> _Task details_: Each entry below is to be duplicated precisely.
====== Exercise input
Issue #851, opened 2019-03-03
Failing master build


stramel:
It appears that @jridgewell's changes in #831 might have broke some tests?

It is coming from this line https://github.com/Polymer/lit-html/blob/9bdf622e1aaaf7f82ccf9d19989a3bd7c13febba/src/lib/template-instance.ts#L120 

https://travis-ci.org/Polymer/lit-html/builds/500903769

stramel:
Sorry, looks like it started failing on [build #1759](https://travis-ci.org/Polymer/lit-html/builds/496823775) ~9 days ago

PR #852, opened 2019-03-03
Run all browsers when testing on travis

jridgewell:
So that #851 doesn't happen again.


jsilvermist:
Isn't this not running at the moment due to sauce credentials?

jridgewell:
Looks like it, which is unfortunate.

justinfagnani:
Yeah, we can't do this, though we would love to.

PR #853, opened 2019-03-03
Fix tests in Chrome 41

### LINKED ISSUE #851: Failing master build

jridgewell:
- Use getter to override `HTMLTemplateElement.content`
  - It doesn't like to override the `content` if it's a data descriptor. A getter works fine, strangely.
- Use appendChild to avoid an infinite loop in ShadyDOM

Fixes #851.

### DIFF
--- a/src/polyfills/template_polyfill.ts
+++ b/src/polyfills/template_polyfill.ts
@@ -43,8 +43,9 @@ export const initTemplatePolyfill = (forced = false) => {
     Object.defineProperties(template, {
       content: {
         ...descriptor,
-        writable: false,
-        value: content,
+        get() {
+          return content;
+        },
       },
       innerHTML: {
         ...descriptor,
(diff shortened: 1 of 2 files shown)


stramel:
Thanks @jridgewell 👍

jridgewell:
The ShadyDOM infinite loop is actually a `@webcomponents/custom-elements` infinite loop: https://github.com/webcomponents/custom-elements/blob/67f5a9620aeb06c0b0d09816e4dcea3124b08810/src/Patch/Element.js#L114-L115.

I'm doing `this.innerHTML = '<div>'` in `MutateInConstructor`'s constructor, and that code does `document.createElement('mutates-in-constructor')`!

PR #854, opened 2019-03-03
Add test for rendering attribute-like parts

ruphin:
This is currently broken: 

```js
render(html`<div>foo bar=${ "baz" }</div>`, document.body);

// Produces
 > "foo bar$lit$=baz"
```

### DIFF
--- a/src/test/lib/render_test.ts
+++ b/src/test/lib/render_test.ts
@@ -120,6 +120,13 @@ suite('render()', () => {
           stripExpressionMarkers(container.innerHTML), '<div>foo </div>');
     });
 
+    test('renders parts that look like attributes', () => {
+      render(html`<div>foo bar=${'baz'}</div>`, container);
+      assert.equal(
+          stripExpressionMarkers(container.innerHTML),
+          '<div>foo bar=baz</div>');
+    });
+
     test('renders multiple parts per element, preserving whitespace', () => {
       render(html`<div>${'foo'} ${'bar'}</div>`, container);
       assert.equal(


jridgewell:
This is due to #640. In the current code, it's specifically the `boundAttributeSuffix` in https://github.com/Polymer/lit-html/blob/9bdf622e1aaaf7f82ccf9d19989a3bd7c13febba/src/lib/template-result.ts#L60-L66

When we're doing the walk in `Template` constructor, we can correct it in the [`Text` node processing](https://github.com/Polymer/lit-html/blob/master/src/lib/template.ts#L128-L131). It'll be expensive, though, requiring a `lastAttributeNameRegex` check and and replace.

ruphin:
I don't like the current implementation. I don't understand why we start off with a well-formed StringsArray, only form a blob of HTML where we lose a lot of information, and then proceed to parse all the TextNodes and attributes to get that information back.

I prefer the old implementation, which was similar to this: https://github.com/ruphin/lite-html/blob/master/src/lib/template-parser.js#L49-L90

I think this is an opportunity to create a similar parser that works well with #847, by inserting the correct commentNodes and passing on the relevant information that is required by #847, so we can skip most of the work in the Template constructor as well.

jridgewell:
That would require correctly parsing in `getHTML`. Even the in the old system, we'd still have to parse elements, comments, and text nodes (eg, `<style>${'foo'}</style>` is gonna be a text node even though `getHTML` would inject a `<!--{{lit}-->`).

I think getting a compliant parser is going to cost more than keeping the current system.

ruphin:
The parser doesn't have to be fully compliant. It just needs to pass along all information it has access to so we don't have to collect this information again.

I'll see if I can brew up a prototype

PR #855, opened 2019-03-04
Fix attribute-like text rendering "$lit$"

jridgewell:
Also gives us a chance to use a faster check when looking for bound attributes, since we're already paying for the bytes.

Fixes #854, and includes the test from #854.


ruphin:
I grant permission.

PR #857, opened 2019-03-04
set this.value conditionally

stramel:
Move setting this.value into the value changed branch for boolean attributes


stramel:
Ping @justinfagnani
============
> _Response below_:
Issue #851, opened 2019-03-03
Failing master build


stramel:
It appears that @jridgewell's changes in #831 might have broke some tests?

It is coming from this line https://github.com/Polymer/lit-html/blob/9bdf622e1aaaf7f82ccf9d19989a3bd7c13febba/src/lib/template-instance.ts#L120 

https://travis-ci.org/Polymer/lit-html/builds/500903769

stramel:
Sorry, looks like it started failing on [build #1759](https://travis-ci.org/Polymer/lit-html/builds/496823775) ~9 days ago

PR #852, opened 2019-03-03
Run all browsers when testing on travis

jridgewell:
So that #851 doesn't happen again.


jsilvermist:
Isn't this not running at the moment due to sauce credentials?

jridgewell:
Looks like it, which is unfortunate.

justinfagnani:
Yeah, we can't do this, though we would love to.

PR #853, opened 2019-03-03
Fix tests in Chrome 41

### LINKED ISSUE #851: Failing master build

jridgewell:
- Use getter to override `HTMLTemplateElement.content`
  - It doesn't like to override the `content` if it's a data descriptor. A getter works fine, strangely.
- Use appendChild to avoid an infinite loop in ShadyDOM

Fixes #851.

### DIFF
--- a/src/polyfills/template_polyfill.ts
+++ b/src/polyfills/template_polyfill.ts
@@ -43,8 +43,9 @@ export const initTemplatePolyfill = (forced = false) => {
     Object.defineProperties(template, {
       content: {
         ...descriptor,
-        writable: false,
-        value: content,
+        get() {
+          return content;
+        },
       },
       innerHTML: {
         ...descriptor,
(diff shortened: 1 of 2 files shown)


stramel:
Thanks @jridgewell 👍

jridgewell:
The ShadyDOM infinite loop is actually a `@webcomponents/custom-elements` infinite loop: https://github.com/webcomponents/custom-elements/blob/67f5a9620aeb06c0b0d09816e4dcea3124b08810/src/Patch/Element.js#L114-L115.

I'm doing `this.innerHTML = '<div>'` in `MutateInConstructor`'s constructor, and that code does `document.createElement('mutates-in-constructor')`!

PR #854, opened 2019-03-03
Add test for rendering attribute-like parts

ruphin:
This is currently broken: 

```js
render(html`<div>foo bar=${ "baz" }</div>`, document.body);

// Produces
 > "foo bar$lit$=baz"
```

### DIFF
--- a/src/test/lib/render_test.ts
+++ b/src/test/lib/render_test.ts
@@ -120,6 +120,13 @@ suite('render()', () => {
           stripExpressionMarkers(container.innerHTML), '<div>foo </div>');
     });
 
+    test('renders parts that look like attributes', () => {
+      render(html`<div>foo bar=${'baz'}</div>`, container);
+      assert.equal(
+          stripExpressionMarkers(container.innerHTML),
+          '<div>foo bar=baz</div>');
+    });
+
     test('renders multiple parts per element, preserving whitespace', () => {
       render(html`<div>${'foo'} ${'bar'}</div>`, container);
       assert.equal(


jridgewell:
This is due to #640. In the current code, it's specifically the `boundAttributeSuffix` in https://github.com/Polymer/lit-html/blob/9bdf622e1aaaf7f82ccf9d19989a3bd7c13febba/src/lib/template-result.ts#L60-L66

When we're doing the walk in `Template` constructor, we can correct it in the [`Text` node processing](https://github.com/Polymer/lit-html/blob/master/src/lib/template.ts#L128-L131). It'll be expensive, though, requiring a `lastAttributeNameRegex` check and and replace.

ruphin:
I don't like the current implementation. I don't understand why we start off with a well-formed StringsArray, only form a blob of HTML where we lose a lot of information, and then proceed to parse all the TextNodes and attributes to get that information back.

I prefer the old implementation, which was similar to this: https://github.com/ruphin/lite-html/blob/master/src/lib/template-parser.js#L49-L90

I think this is an opportunity to create a similar parser that works well with #847, by inserting the correct commentNodes and passing on the relevant information that is required by #847, so we can skip most of the work in the Template constructor as well.

jridgewell:
That would require correctly parsing in `getHTML`. Even the in the old system, we'd still have to parse elements, comments, and text nodes (eg, `<style>${'foo'}</style>` is gonna be a text node even though `getHTML` would inject a `<!--{{lit}-->`).

I think getting a compliant parser is going to cost more than keeping the current system.

ruphin:
The parser doesn't have to be fully compliant. It just needs to pass along all information it has access to so we don't have to collect this information again.

I'll see if I can brew up a prototype

PR #855, opened 2019-03-04
Fix attribute-like text rendering "$lit$"

jridgewell:
Also gives us a chance to use a faster check when looking for bound attributes, since we're already paying for the bytes.

Fixes #854, and includes the test from #854.


ruphin:
I grant permission.

PR #857, opened 2019-03-04
set this.value conditionally

stramel:
Move setting this.value into the value changed branch for boolean attributes


stramel:
Ping @justinfagnani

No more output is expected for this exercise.